How many nodes did you use to run your job?

Pierre Lindenbaum said...

@alain: I played with a local instance of Pig, I don't think the number of nodes matters here. (Isn't it ?)

alain coletta said...
This comment has been removed by the author.
alain coletta said...

The aim with Pig is to perform operations in a hadoop cluster.
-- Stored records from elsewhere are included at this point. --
Issue #2319, opened 2025-07-02
Handle withdrawn applications correctly


f1sh1918:
### Describe the Problem

As a service user i want to have to correct application actions if an application was withdrawn by the applicant

### Describe Your Preferred Solution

Although you can run it locally, performance will/should dramatically increase when you use it with a hadoop cluster and the performance gain will be related to the amount of nodes you have in your cluster.
You can create a hadoop cluster in EC2 and give it a spin. We're testing this at InSilico DB and are getting pretty good results.

Andre Schumacher said...

Hi Pierre,

if you are interested in Pig processing aligned sequence data stored in SAM/BAM format or un-aligned fastq/qseq, have a look at SeqPig.